Material for this exercise:
PR #2789, opened 2026-04-29
feat(db-snowflake): normalize Snowflake privateKey PEMs for SDK compatibility

sagarswamirao:
- Added normalizeSnowflakePrivateKey for Snowflake privateKey inputs to reconstruct flattened single-line PEMs, convert PKCS#1 RSA keys to PKCS#8, decrypt encrypted PKCS#8 with privateKeyPass, and reject legacy OpenSSL-encrypted PKCS#1 (Proc-Type: 4,ENCRYPTED) with a clear error.
- Updated SnowflakeExecutor to normalize in-memory privateKey values once in the constructor so all Snowflake code paths using ConnectionOptions.privateKey get the same behavior.
- Added focused tests covering supported input shapes and failure modes: multi-line and single-line PKCS#8, multi-line and single-line PKCS#1, encrypted PKCS#8 with correct/missing/incorrect passphrase, and legacy OpenSSL-encrypted PKCS#1 rejection.

Note: This PR is limited to normalizing Snowflake RSA privateKey inputs into SDK-compatible PKCS#8. It does not add support for other key algorithms or unrelated PEM formats, and the helper can be extended later if the community needs that support.

Applies it once in SnowflakeExecutor, so all code paths benefit. It currently handles:
- single-line to multi-line PEM reconstruction
- PKCS#1 RSA to PKCS#8 conversion
- encrypted PKCS#8 decryption when privateKeyPass is provided
- clear rejection of legacy OpenSSL-encrypted PKCS#1 (Proc-Type: 4,ENCRYPTED)


the-michael-toy:
I dug into this and came out in a different place than the PR. Two findings drove it:

**Snowflake's in-memory pickiness is intentional.** The SDK's file path (`privateKeyPath` + `privateKeyPass`) goes through `loadPrivateKey()`, which uses `crypto.createPrivateKey()` and is permissive about format and encryption. The in-memory path (`privateKey`) deliberately routes around that and validates with a strict `startsWith('-----BEGIN PRIVATE KEY-----')` check. The comment in `util.js` says it explicitly: *"The private key is expected to be decrypted when set in the connection string."* That's a design choice, not an oversight, and I feel obligated to respect it. So I don't want to change malloy's interpretation of `privateKey` — it should remain a strict pass-through to the SDK.

**The decryption support also feels wrong on principle.** Encryption-at-rest only adds real security when the encrypted key and the passphrase travel through *different* channels with different access controls. In any path that reaches malloy with both halves at once — config file, runtime-constructed config object, env vars to the same process — the encryption has already stopped doing security work. The legitimate "key and passphrase from separate channels" pattern is exactly what `privateKeyPath` + `privateKeyPass` is for, and the SDK already handles it. If a caller (Publisher or anyone else) has both halves in hand at runtime, they're in a position to decrypt themselves before calling malloy and hand us a clean PKCS#8 — that's the right layer for it, not malloy.

What I think belongs in Malloy is one of:

1. **Nothing beyond what the SDK already offers.** Customers with PKCS#1 or encrypted keys use `privateKeyPath` (+ `privateKeyPass` if encrypted). Documentation, not code.

2. **A narrowly-scoped helper property — `privateKeyPEM`** — that accepts a few common unencrypted shapes and normalizes them into a legal `privateKey` for the SDK. Specifically:
   - Newline reconstruction (for PEMs flattened by env-var pipelines)
   - PKCS#1 → PKCS#8 conversion
   - **No decryption.** Encrypted inputs get rejected with an error pointing at `privateKeyPath`.

Option 2 gives the customers you mentioned a working in-memory path for the unencrypted PKCS#1 case without compromising on decryption or silently overloading the SDK's `privateKey` contract. The name signals that we normalize the input, so the contract stays honest.

Either way, I'd want to drop the silent transformation of `privateKey` and the decryption logic from this PR. Happy to look at a follow-up that takes the option-2 shape if you think it's worth doing.

sagarswamirao:
That makes sense. Thanks for digging into the SDK behavior and highlighting the intent behind the strict `privateKey` handling.

My initial goal here was to support the range of key formats that the Snowflake SDK accepts via `privateKeyPath` (through `crypto.createPrivateKey()`), since users transitioning to in-memory `privateKey` can run into friction. In practice, we’ve seen PKCS#1 keys and flattened PEMs fail in this path, leading to confusion and extra back-and-forth.

That said, I agree that silently transforming `privateKey` (especially beyond minimal normalization) isn’t the right approach, and we should respect the SDK’s contract.

I also agree that we shouldn’t try to support every format or include decryption logic at this layer, keeping behavior simple and predictable is more important.

A reasonable middle ground would be:
- Keep `privateKey` as a strict pass-through to the SDK
- Optionally support newline reconstruction only (to handle env-var–flattened PEMs), as a minimal, non-invasive normalization
- Let the SDK surface errors for unsupported formats

I did consider introducing something like a `privateKeyPEM` field for broader normalization, but wasn’t sure if expanding the Malloy config surface in that direction is desirable.

I’ll avoid introducing broader normalization (e.g., PKCS#1 → PKCS#8) or new config surface like privateKeyPEM for now, but happy to revisit that separately if needed.

Happy to revise the PR along these lines, let me know if this aligns with your thinking.

mtoy-googly-moogly:
Well, the question is, is publisher the only one who wants this, or does everyone want it, or does everyone want something a little different.

If it is something publisher wants, which everyone else is going to want EXACTLY like publisher wants it, then we should add to core.  Otherwise it's probably best still in publisher.

I do not know the answer to these questions, Do you have any insight?

sagarswamirao:
Anyone using malloy-db-snowflake connection will need it. But I agree with you. We should just have what snowflake-sdk offers as a part of the Malloy core. For now we have added it at the Publisher level.
Closing this PR for now. I am happy to create a small PR if you think there's something from this PR that'll help the Malloy community. 

Thanks for looking into this. Really appreciate it :)

PR #2836, opened 2026-05-25
feat(render): add explicit theme prop on MalloyRenderer

mlennie:
## Summary

Walkthrough video: https://www.loom.com/share/e31e852ca1664526a1e7a355a07bddd6

  Adds an optional `theme?: MalloyExplicitTheme` prop on `MalloyRendererOptions` (and the underlying `MalloyRender` SolidJS component) so embedders can inject colors, fonts, and palette values directly into the
  renderer instead of relying on the `# theme.*` annotation chain or the `--malloy-theme--*` CSS variable fallback alone.
  
  Motivation: a downstream consumer (Malloy Publisher) is adding an in-app Theme Editor where operators pick palette + font values that need to reach the chart canvas, table chrome, and dashboard tile colors. The
  annotation channel works for model-level styling but doesn't give the embedder a runtime hook; the CSS variable fallback covers HTML but doesn't reach inside Vega's chart canvas. The new prop fills that gap.
  
  ## What it covers
  
  The `MalloyExplicitTheme` interface exposes (all optional):
  
  - Table chrome: `tableRowHeight`, `tableBodyColor`, `tableFontSize`, `tableHeaderColor`, `tableHeaderWeight`, `tableBodyWeight`, `tableBorder`, `tableBackground`, `tableGutterSize`, `tablePinnedBackground`,
  `tablePinnedBorder`
  - Renderer chrome: `background`, `fontFamily`
  - Choropleth maps: `mapColor` (saturated end of the gradient used by `# shape_map` / `# segment_map`)
  
  ## Resolution order (highest wins)
  
  1. `theme.<key>` from `MalloyRendererOptions`
  2. `# theme.<key>` on the result
  3. `## theme.<key>` on the model
  4. `var(--malloy-theme--<kebab>)` CSS fallback
  
  Empty string is treated the same as `undefined` so a cleared form input drops back to the next layer rather than emitting a malformed CSS declaration.
  
  ## Backwards compatibility
  
  The prop is purely additive. When `theme` is `undefined` (every existing consumer), behavior is bit-identical to `main`:
  
  - `getColorScale` gained a 4th positional parameter that defaults to `undefined`. With no `explicitTheme`, the internal `sequentialGradient` is `null` and every branch falls back to its prior literal range. The
  ordinal branch's new `isRectMark` guard returns the same `['#C2D5EE', '#1A73E8']` on both sides of the guard when `sequentialGradient` is null.
  - Map plugins resolve to `background: 'transparent'` (matches the long-standing default).
  - The 8 in-tree call sites that pass only 2 args to `getColorScale` (scatter-chart, html/cartesian_chart, html/sparkline, html/area_sparkline, html/shape_map, html/segment_map, html/point_map, 
  html/bar_sparkline) are untouched.
  - Storybook stories without a `theme` prop render unchanged.
  
  ## Notable details
  
  - **Map plugins** now set `background: themeForRender?.background || 'transparent'`, snapshotted into a local at the top of `renderToDOM` so an async theme swap mid-render doesn't race the in-flight Vega
  pipeline.
  - **`mapColor` gradient low-end** is derived from the WCAG relative luminance of the high-end. A light high pairs with a dark neutral; otherwise pairs with `#f5f5f5`. Bad-hex inputs fall back to the light
  default.
  - **Ordinal heatmaps** keep their tuned `['#1A73E8', '#E8710A']` palette even when `mapColor` is set: the new `isRectMark` guard on the ordinal branch matches the existing guard on the quantitative branch.
  - **`MalloyViz.updateOptions({ theme: ... })`** deep-merges the `theme` key so partial updates preserve previously-set fields. Passing `theme: undefined` clears the whole theme.
  - **Plugin style-override precedence**: explicit `theme` keys suppress matching plugin-emitted CSS-var overrides. Previously bar-chart and line-chart plugins set `--malloy-render--background` from
  `vegaConfig.background` in `getStyleOverrides()`, which silently beat an embedder-supplied `theme.background` in the same inline style block.
  - **Package exports**: `package.json` adds `"import"` (ESM `.mjs`) and `"require"` (CJS `.umd.js`) conditions. The ESM bundle was already shipping in `dist/` but unreachable through the exports map.
  `@malloydata/malloy-explorer` is an ESM consumer of `@malloydata/render` that imports named symbols, so this change is required for its build to resolve.
  
  ## Test plan
  
  - [x] `npm run -w packages/malloy-render build` — clean exit, both `.mjs` and `.umd.js` artifacts produced.
  - [x] `MALLOY_DATABASE=duckdb npx jest --selectProjects malloy-render` — 101/101 pass (83 pre-existing + 18 new in `html/utils.spec.ts` covering `getColorScale` with and without `explicitTheme`, the `isRectMark`
   guards, luminance swap on a light `mapColor`, and the malformed-hex fallback).
  - [x] Manual end-to-end against a downstream consumer (Malloy Publisher): map background follows `theme.background`; `mapColor` recolors `# shape_map` / `# segment_map`; clearing a theme field falls back through
   the annotation / CSS-var chain; existing samples without a `theme` prop render bit-identically.
  
  ## Paired consumer
  
  A downstream consumer is being added in [malloydata/publisher](https://github.com/malloydata/publisher) (in-app Theme Editor + viewer light/dark toggle). That PR is gated on this one merging and the next
  renderer publish.
  
  ## Notes
  
  - All 12 commits include DCO sign-off.
  - No version bump or changelog entry: the Malloy CI bot handles those on merge to `main`.
  - No README in `packages/malloy-render/`; documentation lives as JSDoc on `MalloyExplicitTheme` and `MalloyRendererOptions.theme` and is surfaced via `docs.malloydata.dev`.


mtoy-googly-moogly:
The following is a computer generated synthesis of my first look at this feature. Sometimes I am the person who knows a piece of code the most deeply, even more than the AI, and I am very confident that the synthesis is the correct stance.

Task goal:
Among these entries, how many lines include the string "everyone"? Reply with the number by itself.

Response to this exercise:
2